By symmetry, let's assume $x\ge y \ge z$. Then we have $$\Big(1+\frac{1}{z}\Big)^3 \ge \Big(1+\frac{1}{x}\Big)\Big(1+\frac{1}{y}\Big)\Big(1+\frac{1}{z}\Big)=2$$ This implies $z \le 3$. Do casework:

• $\underline{(1)\ z=1}$ This implies $\big(1+\frac{1}{x}\big)\big(1+\frac{1}{y}\big) =1$. This cannot hold because $\big(1+\frac{1}{x}\big) > 1$ and $\big(1+\frac{1}{y}\big)>1$ means $\big(1+\frac{1}{x}\big)\big(1+\frac{1}{y}\big) > 1$.

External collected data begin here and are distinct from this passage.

PR #1416, opened 2021-07-05
(maint) Update the since_tag

pmcmaw:
The top entry on the HISTORY.md file will be used as the since_tag if it
is not specified anywhere else. This is in relation to automatic change log generation.

### DIFF
--- a/CHANGELOG.md
+++ b/CHANGELOG.md
@@ -1,8 +1,6 @@
 # Change log
 
-All notable changes to this project will be documented in this file. The format is based on [Keep a Changelog](http://keepachangelog.com/en/1.0.0/) and this project adheres to [Semantic Versioning](http://semver.org).
-
-## [v11.0.3](https://github.com/puppetlabs/puppetlabs-mysql/tree/v11.0.3) (2021-06-21)
+## v11.0.3
 
 [Full Changelog](https://github.com/puppetlabs/puppetlabs-mysql/compare/v11.0.2...v11.0.3)
 
--- a/HISTORY.md
+++ b/HISTORY.md
@@ -1,6 +1,161 @@
-# Change log
+## v11.0.3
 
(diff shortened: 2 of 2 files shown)


HISTORY.md
```diff
@@ -1091,3 +1246,6 @@ configuration variables.
 
 
 \* *This Changelog was automatically generated by [github_changelog_generator](https://github.com/skywinder/Github-Changelog-Generator)*
+
```
david22swan, line 1249: Duplicate Entry

CHANGELOG.md
```diff
@@ -1,8 +1,6 @@
 # Change log
 
-All notable changes to this project will be documented in this file. The format is based on [Keep a Changelog](http://keepachangelog.com/en/1.0.0/) and this project adheres to [Semantic Versioning](http://semver.org).
```
david22swan, line 3: This doesn't really need changed since it will get taken from the HISTORY.md.
Also, should the link info and release date be added below it? Just to maintain the info?

HISTORY.md
pmcmaw: They're 2 different repos. One is under the namespace skywinder and one github-changelog-generator

CHANGELOG.md
pmcmaw: When running the changelog generator this is what it done I haven't made any manual changes.
As it is automated if I was to add back in the information it will be removed again. 
It is just how it works, in order for it to pick it up I needs to be v11.0.3 with nothing else.

HISTORY.md
david22swan: Ah mb

CHANGELOG.md
david22swan: Didn't think youd already ran it, looks good to me then

david22swan (approved):

PR #1418, opened 2021-07-08
Deprecate unsupported Solaris platform

ghoneycutt:


ghoneycutt:
Solaris is not supported and compatibility should be removed from this module as keeping it in makes it harder to maintain and refactor. There are no acceptance tests. It is not even clear as to which version(s) of Solaris this even works on.

After much discussion, Vox Pupuli has decided that unsupported platforms may have their code removed from modules.
https://voxpupuli.org/docs/software_support_lifecycle/

alexjfisher:
> After much discussion, Vox Pupuli has decided that unsupported platforms may have their code removed from modules.
> https://voxpupuli.org/docs/software_support_lifecycle/

That post talks about EOL OSes where EOL date is "determined by the upstream maintainer* of the operating system."
In the case of Solaris, this is Oracle who will apparently be supporting [Solaris 11 until at least 2034](https://blogs.oracle.com/solaris/post/long-live-solaris-11-until-at-least-2034-to-be-exact).

Given that Solaris 11 is also a [PE supported OS](https://puppet.com/docs/pe/2021.2/supported_operating_systems.html#supported_operating_systems_and_devices-supported-agent-platforms), and this is a Puppet Inc supported module, I'm not sure **removing** (this change doesn't deprecate anything, it removes support completely), Solaris compatibility code is going to go down well with some of Puppet Inc's customers.

All that said... I agree that it's very difficult to know if any of this code actually works at present given the lack of visible acceptance tests for Solaris.  My understanding is that Puppet also have some private Jenkins based test frameworks.  Perhaps this module is tested there??  Perhaps @genebean or @binford2k know more on this (and whether there's anyway for trusted community members to get greater visibility) ?

ghoneycutt:
Thanks @alexjfisher for providing that insight.

If Solaris is meant to be supported, at a bare minimum, the metadata should include the versions so it is explicitly stated.

Ideally there would also be testing provided by Puppet. If there is no testing, Puppet Labs cannot really support the code anyway for clients and we should just remove the code instead of saying the module is compatible as its compatibility cannot even be verified.

daianamezdrea:
Hi @ghoneycutt, @alexjfisher, I want to highlight here the difference between supported and compatible. As you said in a previous comment, solaris is not in the metadata.json file, so it's not supported by this module (it's not tested on solaris), but it might be compatible. Indeed , we had some private Jenkins based test frameworks, but still we didn't have tested against solaris and we don't have images for solaris in our nightlies/test PRs from GCP (what we currently use, we used Jenkins in the past). As a conclusion, solaris is not supported, but compatible (maybe) with this module, so, I'll say not to merge this PR, but @binford2k can have the final answer here.

binford2k:
imo, in the module's current state, this code must be removed.

If there were a section of the README that made it completely clear which platforms were **Supported** and a list of untested user contributed platforms that _might work_ then we could consider leaving it in.

ghoneycutt:
@binford2k I think to accommodate @daianamezdrea ideas on compatibility this PR while removing Solaris, should also remove the fail by default and change that to something like `warn('Detected platform is not supported')`. In this way the module can still be used on Solaris or other unsupported yet possibly compatible platforms.

Let me know if you like this approach and will merge it and I will update the code accordingly.

LukasAud:
Hi @ghoneycutt, I'm sorry for the delay in feedback and/or reviewal. The puppet modules team (recently rebranded as CAT team) has been experiencing some major changes over the last few months. 

We have reviewed your PR again and discussed thoroughly whats the best approach to deal with the Solaris platform compatibility. We considered your and @binford2k opinion and finally decided to go ahead with approving and merging your PR.

LukasAud (approved):

ghoneycutt:
Thanks @LukasAud

alexjfisher:
I've updated the PR title to make it more explicit in the changelog that support (not that any of it necessarily worked anymore!) has been removed, not such deprecated.

PR #1419, opened 2021-07-08
Support Debian 9 and 10

ghoneycutt:


ghoneycutt:
Attempting to reproduce https://tickets.puppetlabs.com/browse/IAC-1595

PR #1420, opened 2021-07-08
Set ordering of acceptance tests

ghoneycutt:
This allows pre_run to be removed from the spec_helper_acceptance as the
tests will run in a specific order. The pre_run just included the
mysql::server class which now happens first thing.


ghoneycutt:
Based off of @pmcmaw 's previous work in trying to debug acceptance testing with Debian.

daianamezdrea:
Hi @ghoneycutt, every acceptance test should be independent, if we merge this PR, we'll create dependencies between the tests, which we don't want. Thank you ! (https://softwareengineering.stackexchange.com/questions/46913/writing-acceptance-test-cases)

ghoneycutt:
The acceptance tests already run in a specific order and when someone adds a new file that order will change. This only makes what is already happening explicit.

Also the tests are inherently dependent on each other because they are making changes to a system and checking the state of the system at that time. Unless you run each test block from the code on its own system in the same starting state, this will be the case and our testing frameworks (litmus and beaker) and processes in the community do not support that.

ghoneycutt:
@daianamezdrea @pmcmaw Could you please have a look at this.

adrianiurca (approved):

adrianiurca:
Hey @ghoneycutt, thank you for your contribution!

kind regards,
@adrianiurca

• $\underline{(2)\ z=2}$ This implies $\big(1+\frac{1}{x}\big)\big(1+\frac{1}{y}\big) =\frac{4}{3}$. Because $x\ge y$, therefore $$\Big(1+\frac{1}{y}\Big)^2\ge\Big(1+\frac{1}{x}\Big)\Big(1+\frac{1}{y}\Big)=\frac{4}{3}\implies 2\le y \le 6$$ Setting $y=2, 3, 4, 5$, and $6$, respectively, finds $(x, y, z) = (15, 4, 2), (9, 5, 2)$ are solutions.

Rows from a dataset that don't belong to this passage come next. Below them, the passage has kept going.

PR #1425, opened 2021-08-03
Solve issue with repeated restarts if ssl-disable is true

markasammut:
With the current code, if ssl-disable is set to true and restart is set to true, the notify message in the server::config class warning about ssl being disabled causes the service to be restarted on each Puppet run.

I have therefore moved that warning message outside of the server::config class, so that server::config ~> server::service does not trigger a restart of the service on each Puppet run.

### DIFF
--- a/manifests/server.pp
+++ b/manifests/server.pp
@@ -174,7 +174,7 @@ class mysql::server (
                 if you are forced to use a mysql version compiled without SSL support',
     }
   }
-  
+
   Anchor['mysql::server::start']
   -> Class['mysql::server::config']
   -> Class['mysql::server::install']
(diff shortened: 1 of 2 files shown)


markasammut:
PR will pass test If scientific7 and oraclelinux7 are excluded from xtrabackup tests as per https://github.com/puppetlabs/puppetlabs-mysql/pull/1443

daianamezdrea:
Hello @markasammut , sorry for the late answer but our team went through some transformations, can you rebase your PR in order to have everything green and ready to merge? Thank you and sorry again

markasammut:
Rebased, workflows awaiting approval.

LukasAud:
Reopening to trigger tests again.

LukasAud (approved):

PR #1427, opened 2021-08-05
MODULES-8373 Fix mysql_grant resource to be idempodent on MySQL 8+

theq86:
When the MySQL module is used against MySQL8, mysql_grant is no more idempodent.
This is because MySQL 8+ no more returns "ALL" for SHOW GRANTS, when all privileges
are granted. Instead, the separate privileges are shown.
Unfortunately, the tests were just adapted to not error in this situation.
This commit aims to fix the issue and also fixes the tests.

### DIFF
--- a/lib/puppet/provider/mysql_grant/mysql.rb
+++ b/lib/puppet/provider/mysql_grant/mysql.rb
@@ -46,8 +46,11 @@ Puppet::Type.type(:mysql_grant).provide(:mysql, parent: Puppet::Provider::Mysql)
           end
         end
         sorted_privileges = stripped_privileges.sort
-        if self.newer_than('mysql' => '8.0.0')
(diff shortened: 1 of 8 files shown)


david22swan:
@theq86 I'm seeing some rubocop failures on your changes, but their easy to fix.
All you need to do is install the bundle environment and then run `bundle exec rake rubocop -a`.
This will autocorrect any of the failures that it can and tell you what ones you'll need to fix manually.

Once that's done we can see about getting this merged.

theq86:
@david22swan Do you have a suggestion how to deal with "Style/GlobalVars: Do not introduce global variables." ?

The code that changes utf8 to utf8mb3 for MySQL 8 is needed in several places throughout the tests. To avoid code duplication I introduced the global charset variable in the spec_helper_acceptance.rb file.

I do not know ruby well enough to come up with a more elaborate way-

david22swan:
@theq86 Looking at this, firstly this code should not be in `spec_helper_acceptance.rb`, this file is managed entirely by the pdksync and should never be touched. Sorry for not catching it earlier.
Any changes such as this should instead go into the `spec_helper_acceptance_local.rb`, which is left untouched by the pdksync.

In regards to the code itself, wrapping it in a method call should work. Something like this:
```
def fetch_charset()
@charset ||= if os[:family] == 'ubuntu' && os[:release] =~ %r{^20\.04}
                        "utf8mb3"
                      else
                        "utf8"
                      end
end
```
This should set and return the value of `@charset` the first time the method is called and then just return it every other time after.

david22swan (approved):
@theq86 This looks good to me so I'm gonna go ahead and merge it :)
Thank you for getting back on my comments so fast :)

• $\underline{(3)\ z=3}$ This implies $\big(1+\frac{1}{x}\big)\big(1+\frac{1}{y}\big) =\frac{3}{2}$. By a similar reasoning, we have $$\Big(1+\frac{1}{y}\Big)^2\ge\Big(1+\frac{1}{x}\Big)\Big(1+\frac{1}{y}\Big)=\frac{3}{2}\implies 3\le y \le 4$$ Setting $y=3$ and $4$ respectively finding $(x, y, z)= (8, 3,3)$ and $(5, 4, 3)$ are solutions.

Therefore, the solutions are all the permutations of $\boxed{(7, 6, 2), (9, 5, 2), (15, 4, 2), (8, 3, 3), (5, 4, 3)}$.